I'll take the piano sonatas. If the "hammerklavier" sonata was not in the mix, I'd switch to the string quartets.


----------



## Malx

Thats like choosing between your left leg and right leg - both are essential.


----------



## Livly_Station

Malx said:


> Thats like choosing between your left leg and right leg - both are essential.


Well, that's not quite the question here. It's not for you to decide which leg to amputate, but rather to tell me if you kick the ball with the left or with the right leg.


----------



## Livly_Station

Bulldog said:


> I'll take the piano sonatas. If the "hammerklavier" sonata was not in the mix, I'd switch to the string quartets.

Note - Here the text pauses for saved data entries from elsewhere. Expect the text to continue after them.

PR #227, opened 2016-10-21
JMX: JSON Mux

jamesadevine:
**Introducing JMX:**  an implementation of an optional serial line multiplexing protocol that allows communication between the nrf5188 and KL26 interface chip.

This PR adds JMXSerial which enables the interrogation, reading and writing of a filesystem from the USB interface chip using the serial line. It also enables the preservation of 2 flash pages that can be configured from `MicroBitConfig.h`. 

In short - it opens up a whole host of learning opportunities in the classroom.... :smile:

**Details about the protocol:**

* Uses SLIP  encoding to delimit the start and end of a packet.
* The body of a JMX packet is JSON.

**Known limitations:**

* Using specific SLIP escape characters without using the JMXSerial classes inbuilt `send` function could result in undefined behaviour. (i.e. missing serial characters)
* The JMXSerial class uses events to respond to queries, therefore if events are not serviced whilst the Interface chip is expecting a response, the request from the PC will timeout.

**Usage:**

* To share files stored on the micro:bit, enable the `MICROBIT_IF_CHIP_FS` configuration option, by setting it to 1.
* To preserve flash pages on the micro:bit, enable the `MICROBIT_IF_CHIP_PRESERVE` configuration option, by setting it to 1. The specific pages which are preserved can be configured through modifying `MICROBIT_IF_PRES_[1,2]`

[IF_BETA_21_10_16.hex.zip](https://github.com/lancaster-university/microbit-dal/files/544743/IF_BETA_21_10_16.hex.zip)


dpgeorge:
> Using specific SLIP escape characters without using the JMXSerial classes inbuilt send function could result in undefined behaviour. (i.e. missing serial characters)

How will this work with "raw" serial data that is being sent from the nrf through the kl26 to the PC?  For example, in MicroPython, if I do `uart.write(<some bytes using whole range from 0-255>)` will they get through to the PC unchanged?

Does the user need to update the kl26 firmware to use this new feature?

finneyj:
@dpgeorge 

James has sadly had a loss in his family, so I'll chip in here while he's taking the necessary personal time.

The short answer is "yes", raw serial data will get through unless you request something to the contrary.
A KL26 firmware update is needed to us this feature yes (that implements the other side of the JMX protocol). James supplied a beta version attached to the PR.

When this firmware powers up, there's a short window (a few seconds) where the firmware looks for a JMX enable handshake over the serial line from the nrf51822. If it doesn't see that (or it sees something else) it drops into the normal mbed behaviour. This therefore provides transparency for any languages/environments that don't run the JMX protocol. 

In other words, the KL26 JMX behaviour is "opt in" and transparent to any code running on the nrf518822 that doesn't do so explicitly at boot time.

dpgeorge:
> In other words, the KL26 JMX behaviour is "opt in" and transparent to any code running on the nrf518822 that doesn't do so explicitly at boot time.

Ok, thanks for the clarification.

inc/core/MicroBitConfig.h
```diff
@@ -416,6 +416,22 @@ extern uint32_t __etext;
 #define MICROBIT_HEAP_DBG                       0
 #endif
 
+// Enabling this flag will proxy File system requests on the interface chip to
+// the micro:bit, allowing easy access to files stored on the micro:bit.
+// A specific revision of the firmware is required for this to function.
```
finneyj: OK, but can we be specific about which version?

inc/core/MicroBitConfig.h
```diff
@@ -416,6 +416,22 @@ extern uint32_t __etext;
...
+#ifndef MICROBIT_IF_CHIP_FS
+#define MICROBIT_IF_CHIP_FS                     0
+#endif
+
+#define MICROBIT_IF_CHIP_VERSION                "0.0.1"
+
+// Enabling this flag will inform the interface chip to preserve MICROBIT_IF_PRES_1
+// and MICROBIT_IF_PRES_2 during the flashing of hex files.
+// A specific revision of the firmware is required for this to function.
```
finneyj: as above

inc/core/MicroBitConfig.h
```diff
@@ -436,6 +452,34 @@ extern uint32_t __etext;
...
+#endif
+
+// If we need to preserve pages, but we don't want the file system, then we
+// inform the constructor of JMXSerial to explicitly disable JMX, whilst preserving
+// the specific pages of flash memory above.
+
+// This ultimately means: pages can be preserved without the need (or overhead)
+// of file system request handlers.
+#if !CONFIG_ENABLED(MICROBIT_IF_CHIP_FS)
+#undef MICROBIT_IF_CHIP_FS
```
finneyj: Why is this pattern different to other options? why not just #ifndef MICROBIT_IF_CHIP_FS?

inc/core/MicroBitConfig.h
```diff
@@ -436,6 +452,34 @@ extern uint32_t __etext;
...
+
+#define MICROBIT_IF_CHIP_FS                     1
+#define MICROBIT_IF_CHIP_FS_OVERRIDE            1
```
finneyj: What's this for?

inc/drivers/JMXSerial.h
```diff
@@ -0,0 +1,171 @@
...
+      * Internal method to send a JSON formatted string.
+      */
+    void sendString(char* string);
+
+    /**
+      * Opens and configures the file descriptor for this JMXSerial instance.
+      * It also adds this instance to idle components, so that the fd is reset
+      * after a file has not been accessed for a short amount of time.
+      *
+      * @param fs A pointer to an instance of MicroBitFileSystem
```
finneyj: No such parameter?

inc/drivers/JMXSerial.h
```diff
@@ -0,0 +1,171 @@
...
+      * Each time the Serial module's buffer is empty, write a character if we have
+      * characters to write.
+      */
+    void dataWritten();
+
+    public:
+
+    /**
+      * Constructor.
+      * Create an instance of MicroBitSerial
```
finneyj: typo? JMXSerial?

inc/drivers/MicroBitSerial.h
```diff
@@ -56,12 +58,17 @@ enum MicroBitSerialMode
   */
 class MicroBitSerial : public RawSerial
 {
+    protected:
+    //holds the state of the baudrate for all MicroBitSerial instances.
+    static int baudrate;
```
finneyj: Why would the baud rate be the same for all serial instances?

inc/platform/Base64.h
```diff
@@ -0,0 +1,90 @@
...
+*         Return value:
+*             Returns the length of the decoded form of a
+*             base64 encoded string
+*         Requirements:
+*             1. input must not be null
+*             2. input must be greater than or equal to zero
+*/
+int base64_dec_len(char *input, int inputLen);
+
+#endif // _BASE64_H
```
finneyj: Are we actually using BASE64?

inc/platform/SLIP.h
```diff
@@ -0,0 +1,28 @@
...
+#define SLIP_ESC_ESC        '\xdd'
+
+enum SLIPCharacters {
+    END = 1,
+    ESC,
+    ESC_END,
+    ESC_ESC
+};
+
+inline int is_slip_character(char c)
```
finneyj: Do we want inline here?  Could lead to FLASH code bloat if it's used a lot?

inc/platform/jmx.h
```diff
@@ -0,0 +1,131 @@
...
+#define JSON_FIELD_MAX_LEN        8
+
+#define STATUS_OK                1
+#define STATUS_SUCCESS            0
+#define STATUS_ERROR            -1
+#define STATUS_LOCKED            -2
+#define STATUS_SLIP_ESC            -3
+
+#define STRING_INDICATOR        1
+#define NUMBER_INDICATOR        2
```
finneyj: Indentation looks funky here.

inc/platform/jmx.h
```diff
@@ -0,0 +1,131 @@
...
+int jmx_parse(char c);
+
+/**
+  * Returns the previous char, captured by jmx.
+  */
+char jmx_previous();
+
+/**
+  * Accepts a single character and updates the state of this instance of JMX parser, and also maintains a "serial_state" varaible
+  *
```
finneyj: typo - varaible.

inc/platform/jmx_actions.h
```diff
@@ -0,0 +1,216 @@
+#ifndef JMX_ACTIONS_H
+#define JMX_ACTIONS_H
+
+#include "jmx_packets.h"
+#include "jmx.h"
+#include <stdint.h>
+#include <stdlib.h>
```
finneyj: do we really need these std includes?

inc/platform/jmx_actions.h
```diff
@@ -0,0 +1,216 @@
...
+
+#define KEY_BUFFER_SIZE            10
+#define JMX_ACTION_COUNT           6
+#define JMX_TABLE_COUNT            5
+
+#define member_size(type, member)    sizeof(((type *)0)->member)
+//#define offsetof(st, m) ((size_t)&(((st *)0)->m))
```
finneyj: dead code? delete?

inc/platform/jmx_actions.h
```diff
@@ -0,0 +1,216 @@
...
+
+/**
+  *    {
+  *        "redirect" : {
+  *            "src": "interface",
+  *            "dest": "interface"
+  *        }
+  *    }
+  */
+const JMXActionTable redirectMap = {
```
finneyj: why are some of these static const, and some not?

inc/types/ManagedBuffer.h
```diff
@@ -0,0 +1,256 @@
...
+    int readBytes(uint8_t *dst, int offset, int length, bool swapBytes = false) const;
+
+    int writeBytes(int dstOffset, uint8_t *src, int length, bool swapBytes = false);
+
+    int writeBuffer(int dstOffset, const ManagedBuffer &src, int srcOffset = 0, int length = -1);
+
+    bool isReadOnly() const { return ptr->isReadOnly(); }
+};
+
+#endif
```
finneyj: coool... we should look to see if we can lay down some other managed types (e.g. PacketBuffer)  by having this more general type.

source/drivers/JMXSerial.cpp
```diff
@@ -0,0 +1,628 @@
...
+}
+#endif
+
+/**
+  * Internal method to send a JSON formatted string.
+  */
+void JMXSerial::sendString(char* string)
+{
+    putc('"');
+    for (uint8_t i = 0; i < strlen(string); i++)
```
finneyj: uint8_t? really?

source/drivers/JMXSerial.cpp
```diff
@@ -0,0 +1,628 @@
...
+        putc(string[i]);
+    putc('"');
+}
+
+/**
+  * Opens and configures the file descriptor for this JMXSerial instance.
+  * It also adds this instance to idle components, so that the fd is reset
+  * after a file has not been accessed for a short amount of time.
+  *
+  * @param fs A pointer to an instance of MicroBitFileSystem
```
finneyj: again, doesn't exist...

source/drivers/JMXSerial.cpp
```diff
@@ -0,0 +1,628 @@
...
+    if(fd < 0)
+    {
+        fd = MicroBitFileSystem::defaultFileSystem->open(file, mode);
+
+        if(fd < 0)
+            return MICROBIT_INVALID_PARAMETER;
+
+        filename = file;
+
+        if(status == 0)
```
finneyj: should this check a flag?

source/drivers/JMXSerial.cpp
```diff
@@ -0,0 +1,628 @@
...
+
+        if(p->len - i > EFFECTIVE_BUFF_SIZE)
+        {
+            putc(SLIP_ESC);
+            putc('A');
+        }
+
+        MicroBitFileSystem::defaultFileSystem->write(fd, buf, rx_size);
+
+        i += rx_size;//
```
finneyj: rogue comment?

source/drivers/MicroBitFileSystem.cpp
```diff
@@ -211,7 +211,7 @@ int MicroBitFileSystem::load()
         return MICROBIT_NO_DATA;
 
     rootDirectory = root;
-    fileSystemSize = root->length;
+    fileSystemSize = root->length / MBFS_BLOCK_SIZE;
```
finneyj: Is this a bugfix?

source/platform/Base64.cpp
```diff
@@ -0,0 +1,146 @@
...
+}
+
+inline unsigned char b64_lookup(char c) {
+    if (c >= 'A' && c <= 'Z') return c - 'A';
+    if (c >= 'a' && c <= 'z') return c - 71;
+    if (c >= '0' && c <= '9') return c + 4;
+    if (c == '+') return 62;
+    if (c == '/') return 63;
+    return -1;
+}
```
finneyj: Again, do we actually use BASE64 encoding?

source/platform/jmx.cpp
```diff
@@ -0,0 +1,653 @@
...
+#include "mbed.h"
+#include "MicroBitHeapAllocator.h"
+#include "MicroBitCompat.h"
+
+JMXInitPacket* jmx_init_p = NULL;
+FSRequestPacket* jmx_fsr_p = NULL;
+DIRRequestPacket* jmx_dir_p = NULL;
+StatusPacket* jmx_status_p = NULL;
+RedirectPacket* jmx_redirect_p = NULL;
+UARTConfigPacket* jmx_uart_p = NULL;
```
finneyj: can these be made static?

p.s. what's the rationale for this bit being purely C rather than cpp? Nothing wrong with that, just less consistent with the restof the code.

source/platform/jmx.cpp
```diff
@@ -0,0 +1,653 @@
...
+extern void user_putc(char c);
+
+extern void jmx_packet_received(char*);
+
+void nop(void*) {};
+#ifdef __cplusplus
+}
+#endif
+
+__inline int jmx_get_action_index(JMXActionTable* t, char* key, int key_len)
```
finneyj: These are perhaps quite hefty for inline functions?

PR #228, opened 2016-10-21
Update dependencies for older gcc compilation for MicroPython.

carlosperate:
Basically we need to update the nRF51822 version to `nrf51822#v2.5.0+mb6` containing this commit https://github.com/lancaster-university/nRF51822/commit/c5ce428daede8d939c4496453e84d03955c99804 to resolve https://github.com/bbcmicrobit/micropython/issues/338 (more info on https://github.com/ARMmbed/ble-nrf51822/issues/133).

This PR is targetting `www-microbit-co-uk`, but ideally I'd suggest to create a new branch from tag `v1.4.19` and and then change this PR base branch to it (GitHub has added that [feature](https://github.com/blog/2224-change-the-base-branch-of-a-pull-request) not that long ago). Or do this manually, whichever you prefer.

### DIFF
--- a/module.json
+++ b/module.json
@@ -1,6 +1,6 @@
 {
   "name": "microbit-dal",
-  "version": "1.4.19",
+  "version": "1.4.20",
   "license": "MIT",
   "description": "The runtime library for the BBC micro:bit, developed by Lancaster University",
   "keywords": [
@@ -16,8 +16,8 @@
   "dependencies": {
     "mbed-classic": "lancaster-university/mbed-classic#microbit_hfclk",
     "ble": "lancaster-university/BLE_API#v2.5.0+mb3",
-    "ble-nrf51822": "lancaster-university/nrf51822#v2.5.0+mb5",
-    "nrf51-sdk": "lancaster-university/nrf51-sdk#v2.2.0+mb3"
+    "ble-nrf51822": "lancaster-university/nrf51822#v2.5.0+mb6",
+    "nrf51-sdk": "lancaster-university/nrf51-sdk#v2.2.0+mb4"
   },
   "extraIncludes": [
     "inc"


dpgeorge:
@finneyj this would fix a long-standing (~few months old) problem that people have compiling our code.

finneyj:
@dpgeorge @carlosperate 

Yes, of course. 1.4.20 has already been tagged to support a request from BBC to add accessibility support though (and contains some init code to support this that I suspect you don't want in micropython at the moment). A branch at 1.4.19 sounds like the best option for a small change.

We stopped active development on 1.4.x in February, so it's just you and the BBC editors that are on there now. So if we fork, that branch would be all yours. Any preferred name for the branch? It will show up in your yotta configuration, so I thought you might like a say in that. :-)

dpgeorge:
Thanks!  I suggest a tag of 1.4.19b (it's a very minimal update to 1.4.19, and it makes sense that it has a name that comes "before" the pre-existing 1.4.20).

finneyj:
no problem. You could have a micropython branch name if you want though, if you think you might need further tweaks / configurations etc.

finneyj:
@carlosperate @dpgeorge 

I've created a micropython branch alongside www-microbit-co-uk, as it's useful to ease maintenance, and tagged v1.4.19b as requested. It builds ok as a standalone module, but I haven't tested against a micropython firmware build.

Let me know when if it's ok to close this issue.

carlosperate:
Thanks Joe, I could test it tonight just to make sure, and confirm here.

finneyj:
perfect - thanks @carlosperate.

carlosperate:
I can confirm v1.4.19b works as expected :)

finneyj:
no problem - thanks for confirming Carlos. :)

PR #230, opened 2016-10-25
Guarded against redefinition of MICROBIT_BLE_SECURITY_LEVEL which cou…

bluetooth-mdw:
…ld occur if the bluetooth open config.json flag was set


finneyj:
Thanks @bluetooth-mdw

His greatest work, in your opinion?

I'm torn here because I think my favorite pieces by Beethoven are actually some of the late quartets (13 and 15 mostly, but also 12 and 14), and some of the middle ones are not far behind (especially 7 and 10). But then again, it's hard because the quantity of sonatas do matter, since many of them have an unique personality even if individually they don't reach the same heights as the best ones, not to mention the masterpieces like the last 5 and some of the middle ones that are almost as good as the best quartets.


----------



## CnC Bartok

String Quartets by quite a long way. There are some Piano Sonatas which are (of course, very nice, but...) hardly earth-shattering masterpieces, whilst "even" the Op.18 Quartets are wonders for their time.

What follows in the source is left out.